> EXERCISE DIRECTIONS:
Scan the lines below; pull out those with "fallback".
[[ RECORDS SHOWN open ]]
PR #65, opened 2026-06-04
fix: broaden memory_search fallback for natural-language queries

### LINKED ISSUE #64: The tool to retrieve memories conflicts with builtin pi memory_search
As per the object of the issue...this extension seems to work flawlessly while saving memories and updating them...but fails to retrieve them with simple queries ("Who am I"). I think, mostly is Qwen3.6 detecting it, that there's a collision between the builtin tool and the tool exposed by this extension

The builtin memory search never queries the sqlite db created from pi-hermes-memory 

Image

chandra447:
## Summary
- add a natural-language fallback query for memory search when strict FTS matching returns no results
- preserve explicit FTS operator queries without broadening them
- add regression coverage for the Naruto/identity-style retrieval miss and bump package version to 0.7.15

## Testing
- npm test
- npm run check

Closes #64

### DIFF
--- a/.gitignore
+++ b/.gitignore
@@ -27,3 +27,4 @@ Thumbs.db
 docs/0.4/RELEASE-POST.md
 docs/0.4/linkedin_post.md
 .codex
+.serena
--- a/package-lock.json
+++ b/package-lock.json
@@ -1,12 +1,12 @@
 {
   "name": "pi-hermes-memory",
-  "version": "0.7.14",
+  "version": "0.7.15",
   "lockfileVersion": 3,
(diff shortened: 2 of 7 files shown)


chandra447:
Fixed and released in `v0.7.15`.

Thanks again for raising and reproducing this clearly — the screenshot made it much easier to separate the real retrieval problem from the initial tool-collision suspicion.

The fix keeps the strict SQLite FTS query first, then retries with a broader natural-language fallback only when that strict pass returns no results. Explicit operator queries still behave exactly as written.

PR #402, opened 2024-07-26
Reset time and nsteps

SreejithNREL:
Capability to reset (or not) time and nsteps after restarting from a plot file

### DIFF
--- a/Docs/sphinx/manual/LMeXControls.rst
+++ b/Docs/sphinx/manual/LMeXControls.rst
@@ -121,6 +121,7 @@ IO parameters
 
     amr.restart          = chk00100        # [OPT, DEF=""] Checkpoint from which to restart the simulation
     amr.initDataPlt      = plt01000        # [OPT, DEF=""] Provide a plotfile from which to extract initial data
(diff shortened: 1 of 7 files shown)


Docs/sphinx/manual/LMeXControls.rst
```diff
@@ -256,6 +256,7 @@ PeleLMeX algorithm
     peleLM.deltaT_tol = 1e-10              # [OPT, DEF=1.e-10] Tolerance of the deltaT solve
     peleLM.evaluate_vars =...              # [OPT, DEF=""] In evaluate mode, list unitTest: diffTerm, divU, instRR, transportCC
     peleLM.do_patch_flow_variables = false # [OPT, DEF=false] Enable user-defined flow variable patching after reading a plot solution file
+    peleLM.do_reset_time = 1               # [OPT, DEF=1] Resets time and nsteps to 0 after restarting from a plot file. (Warning: plot file will be rewritten if not renamed and argument value = 0)
```
baperry2: How about calling this `peleLM.initDataPlt_reset_time` so that it's obvious this setting only applies when initializing from a plt file? And a similar change for `peleLM.do_path_flow_variables`. Also, let's move these control entries to immediately below `amr.initDataPlt` in the documentation to make the association even more clear.

baperry2 (approved):
Looks good other than the minor change requested, so just go ahead and merge after making that change.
[[ RECORDS SHOWN closed ]]
> SOLUTION FOR THIS TASK:
fix: broaden memory_search fallback for natural-language queries
- add a natural-language fallback query for memory search when strict FTS matching returns no results
The fix keeps the strict SQLite FTS query first, then retries with a broader natural-language fallback only when that strict pass returns no results. Explicit operator queries still behave exactly as written.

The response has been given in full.